Big Question!  We pride ourselves on innovation and the power to execute on those ideas that propel the next economy. Silicon Valley is the example, but is it the rule.  Yes we innovated the Semiconductor, PC, Communications systems, Software, Internet, IP Communications, Digital Media and the like.  But now, this next wave of key infrastructure innovation in energy and the many resources we have taken for granted, requires the cooperation and backing of government.  An effective government in policy and practice.

Here is the challenge,  when France can build a beautiful suspension bridge on time and on budget and we couldn’t get the Boston big dig done in less then 10 years and two times over budget or the San Francisco Bay Bridge that has yet to be finish, years over due and way over budget. When China can build  42 high speed bullet train lines of thousands of miles of  tracks and we can’t get a plan  for one line past the drawing boards.
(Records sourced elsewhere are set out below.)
PR #793, opened 2019-11-26
Changed macros and definition for the engine to compile with MingW

leandro-benedet-garcia:
This is the minimum necessary changes together with #792 to be able to compile the engine with mingw

Some thing to note is the file panda/src/device/xInputDevice.cxx:
```cpp
#ifdef _MSC_VER
typedef struct _XINPUT_BATTERY_INFORMATION {
  BYTE BatteryType;
  BYTE BatteryLevel;
} XINPUT_BATTERY_INFORMATION;
#endif
```
Which I had to add the `#ifdef` because in msys it raised a error saying `redefinition of * '_XINPUT_BATTERY_INFORMATION'`

And the file panda/src/downloader/config_downloader.h:
```cpp
#ifndef AI_ADDRCONFIG
#define AI_ADDRCONFIG 0x00000400
#endif

#ifndef AI_V4MAPPED
#define AI_V4MAPPED 0x00000800
#endif
```
Where I had to add those defs because for some reason, the file `ws2tcpip.h` had conditions which weren't triggering and wasn't adding them correctly.

### DIFF
--- a/dtool/src/dtoolutil/textEncoder.h
+++ b/dtool/src/dtoolutil/textEncoder.h
@@ -141,6 +141,7 @@ private:
   static Encoding _default_encoding;
 };
 
+
 EXPCL_DTOOL_DTOOLUTIL std::ostream &
 operator << (std::ostream &out, TextEncoder::Encoding encoding);
 EXPCL_DTOOL_DTOOLUTIL std::istream &
--- a/dtool/src/dtoolutil/textEncoder.h
+++ b/dtool/src/dtoolutil/textEncoder.h
@@ -152,8 +152,7 @@ operator >> (std::istream &in, TextEncoder::Encoding &encoding);
 
 // This function is declared inline to minimize the risk of link conflicts
 // should another third-party module also define the same output operator.
-INLINE EXPCL_DTOOL_DTOOLUTIL std::ostream &
-operator << (std::ostream &out, const std::wstring &str);
+INLINE std::ostream & operator << (std::ostream &out, const std::wstring &str);
 
 #include "textEncoder.I"
 
--- a/dtool/src/dtoolutil/textEncoder.h
+++ b/dtool/src/dtoolutil/textEncoder.h
@@ -141,7 +141,6 @@ private:
   static Encoding _default_encoding;
 };
 
-
 EXPCL_DTOOL_DTOOLUTIL std::ostream &
 operator << (std::ostream &out, TextEncoder::Encoding encoding);
 EXPCL_DTOOL_DTOOLUTIL std::istream &
--- a/panda/src/device/xInputDevice.cxx
+++ b/panda/src/device/xInputDevice.cxx
@@ -68,10 +68,16 @@
 #define BATTERY_LEVEL_FULL 0x03
 #endif
 
+/**
+ * With MingW32 this raises the error:
+ * redefinition of * '_XINPUT_BATTERY_INFORMATION'
+ */
+#ifdef _MSC_VER
 typedef struct _XINPUT_BATTERY_INFORMATION {
   BYTE BatteryType;
   BYTE BatteryLevel;
 } XINPUT_BATTERY_INFORMATION;
+#endif
 
 // Undocumented, I figured out how this looks by trial and error.
 typedef struct _XINPUT_BUSINFO {
--- a/panda/src/device/xInputDevice.cxx
+++ b/panda/src/device/xInputDevice.cxx
@@ -68,10 +68,8 @@
 #define BATTERY_LEVEL_FULL 0x03
 #endif
 
-/**
- * With MingW32 this raises the error:
- * redefinition of * '_XINPUT_BATTERY_INFORMATION'
- */
+// With MingW32 this raises the error:
+// Redefinition of '_XINPUT_BATTERY_INFORMATION'
 #ifdef _MSC_VER
 typedef struct _XINPUT_BATTERY_INFORMATION {
   BYTE BatteryType;
--- a/panda/src/downloader/bioPtr.cxx
+++ b/panda/src/downloader/bioPtr.cxx
@@ -31,6 +31,18 @@
 #include <fcntl.h>
 #endif
 
+// For some reason in msys those two macros are not defined correctly in the
+// header file ws2tcpip.h
+// Also, those lines will be removed when the engine change
+// _WIN32_WINNT to 0x0600
+#ifndef AI_ADDRCONFIG
+#define AI_ADDRCONFIG 0x00000400
+#endif
+
+#ifndef AI_V4MAPPED
+#define AI_V4MAPPED 0x00000800
+#endif
+
 using std::string;
 
 #ifdef _WIN32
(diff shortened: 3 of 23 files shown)


panda/src/downloader/httpDate.cxx
```diff
@@ -226,7 +226,7 @@ HTTPDate(const string &format) {
     time_t now = time(nullptr);
     struct tm *tp = localtime(&now);
     _time -= tp->tm_gmtoff;
-#elif defined(_WIN32)
+#elif defined(_MSC_VER)
     long int timezone;
     _get_timezone(&timezone);
```
CFSworks: This is tricky. `_get_timezone` is actually part of the Microsoft C runtime library, so protecting it with `_MSC_VER` (which checks for the compiler) isn't *quite* right.

panda/src/device/xInputDevice.cxx
```diff
@@ -68,10 +68,16 @@
 #define BATTERY_LEVEL_FULL 0x03
 #endif
 
+/**
```
CFSworks: This style of comment is for the documentation generator. A `//` comment is probably more appropriate here instead.

panda/src/downloader/config_downloader.h
```diff
@@ -24,6 +24,18 @@
 #include "configVariableFilename.h"
 #include "configVariableList.h"
 
+/**
+ * For some reason in msys those two macros are not defined correctly in the
+ * header file ws2tcpip.h
+ */
+#ifndef AI_ADDRCONFIG
+#define AI_ADDRCONFIG 0x00000400
```
CFSworks: Might not want to duplicate this ourselves, and especially not in the .h (should do it in a .cxx so we don't affect downstream projects); I see from the MinGW32-w64 headers that this is wrapped in a `(_WIN32_WINNT >= 0x0600)`. We may need to see what @rdb thinks about this.

CFSworks (changes requested):
If the goal is to eliminate `WIN32_VC` and `WIN32`, this commit should really be deleting the block in `dtoolbase.h` that defines them. This would force us to get rid of *all* uses of those macros.

This is going to be a somewhat impactful change. We might want to see if Panda currently compiles/works in Cygwin and (if it does), make sure it continues to work in Cygwin even after the changes are made. (If it doesn't currently work in Cygwin then let's not worry about it, but we might want to decide if bringing back Cygwin support would be a good idea.)

panda/src/downloader/httpDate.cxx
Cerberus1746: Allrighty, I will check if there's a macro that checks if C runtime library is available.

panda/src/downloader/config_downloader.h
Cerberus1746: Ye, the only reason I changed in a .h file is because the two files that were raising errors had references to that file. Changing that sounds easy. But do you want to wait for @rdb opinion before I change it?

Cerberus1746:
> If the goal is to eliminate `WIN32_VC` and `WIN32`, this commit should really be deleting the block in `dtoolbase.h` that defines them. This would force us to get rid of _all_ uses of those macros.

The other PR does that, the big clumping mess one that is #791, for now this PR to make the engine compile in mingw I think it would make a good first step to purge the unnecessary definitions later. 

> This is going to be a somewhat impactful change. We might want to see if Panda currently compiles/works in Cygwin and (if it does), make sure it continues to work in Cygwin even after the changes are made. (If it doesn't currently work in Cygwin then let's not worry about it, but we might want to decide if bringing back Cygwin support would be a good idea.)

I can test if it works with Cygwin. But Msys was the first in my list because it was already installed in my computer. For some reason. I think Ruby installed it...?

Cerberus1746:
Well, I tried to compile panda using cmake and makepanda. Both of them fail.

So or it needs some fixes within cygwin or it doesn't work at all.

panda/src/downloader/config_downloader.h
rdb: I'm fine with putting this in the .cxx file if this is necessary.  However, if MinGW does not define this, are we sure that its getaddrinfo actually supports this flag?

As CFS pointed out in a different comment, don't use `/**` comments here, which are only for docstrings of public interfaces.

Cerberus1746: > I'm fine with putting this in the .cxx file if this is necessary. However, if MinGW does not define this, are we sure that its getaddrinfo actually supports this flag?

It's not getting defined because of `ws2tcpip.h` has this line `_WIN32_WINNT >= 0x0600` which doesn't trigger in my computer. The tests work fine adding the lines above so I assume mingw works with fine if `AI_ADDRCONFIG` and `AI_V4MAPPED` gets defined.

rdb: Ah, okay.  We will be setting `_WIN32_WINNT` to `0x0600` in Panda in about a month, so I don't really mind what hack we use in the meantime.

panda/src/downloader/bioPtr.cxx
```diff
@@ -95,6 +95,17 @@ BioPtr(const URLSpec &url) : _connecting(false) {
     // These hints tell getaddrinfo what kind of address to return.
     struct addrinfo hints, *res = nullptr;
     memset(&hints, 0, sizeof(hints));
+
+// For some reason in msys those two macros are not defined correctly in the
+// header file ws2tcpip.h
```
rdb: Please update comment to imply that these should be removed when _WINNT_VER (or whatever it was called) is changed, so we don't forget about it.

panda/src/nativenet/socket_address.cxx
```diff
@@ -28,6 +28,13 @@ set_host(const std::string &hostname, unsigned short port) {
 
   struct addrinfo hints, *res = nullptr;
   memset(&hints, 0, sizeof(hints));
+
+// For some reason in msys this macro are not defined correctly in the
+// header file ws2tcpip.h
+#ifndef AI_ADDRCONFIG
+#define AI_ADDRCONFIG 0x00000400
+#endif
```
rdb: Please move defines to the top of the file (under the includes), and not mid-code.  Same with the other block.

rdb (changes requested):
I'm happy with this (after requested changes are made) if @CFSworks is.

panda/src/downloader/bioPtr.cxx
kamgha: Could also encapsulate this with `#if _WIN32_WINNT < 0x0600` similar to here: https://github.com/panda3d/panda3d/blob/95f3e30d376a8c3c744cc20d68cbe8b8254db187/dtool/src/dtoolbase/mutexWin32Impl.cxx#L24

Cerberus1746: I don't think it's necessary because the `#ifndef` already makes sure those definitions won't be redefined, also, with other compilers the definitions works fine regardless of the `_WIN32_WINNT` macro and these definitions would be redefined again.

rdb (approved):

dtool/src/dtoolutil/textEncoder.h
```diff
@@ -141,6 +141,7 @@ class EXPCL_DTOOL_DTOOLUTIL TextEncoder {
   static Encoding _default_encoding;
 };
 
+
```
CFSworks: PR should avoid any edits to `textEncoder.h` at all if it's not changing anything of substance. Could you delete this extra newline?

panda/src/downloader/config_downloader.h
```diff
@@ -24,6 +24,18 @@
 #include "configVariableFilename.h"
 #include "configVariableList.h"
 
+/**
```
CFSworks: Docstring-type comment where `//` is more appropriate

CFSworks (changes requested):
These are just nitpicks; the PR itself is good-to-go by me once these are resolved!

CFSworks (approved):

Both business and investors question the viability of our government as stated in the Op-Ed piece “Watching China Run” that they prefer to look at opportunities “overseas because right now in America’s wacky, dysfunctional public sector there is no clear vision of a viable clean-energy economy, and, thus, no clue about how to get there.”  China is walking away with the sector.  Innovation occurs where the demand is.  If we don’t develop the demand, the innovation will never come to fruition.  Yes, we have the most extraordinary venture capital system in the world, but if there is no market , then it will not deliver.

The demand for new enhanced forms of clean energy, must come from mandates, policy changes that are at odds with many incumbent big businesses in energy.  It can not come from the development itself.  Many people liken the new energy sector to the communications era of the 90’s.   It has many parallels.   The new digital technology was coming on line and many dreamed of all the potential of the new services and revenue that it could bring.  But, what really made the industry kick was competition.  MCI, Sprint, and host of others came into the market, deregulation followed, and the break up of the world’s largest monopoly, ATT.  This is why we have the Internet today with all its services.  If the competition didn’t evolve the public policies wouldn’t have changed.   We have to force the changes by active policy changes that allow competition and drive demand. It is our best method to drive the new market.  We are not China, where government policy drives all.  We will need policy and competition, then we can have a big thriving market.

Any discussion welcome on this challenging topic.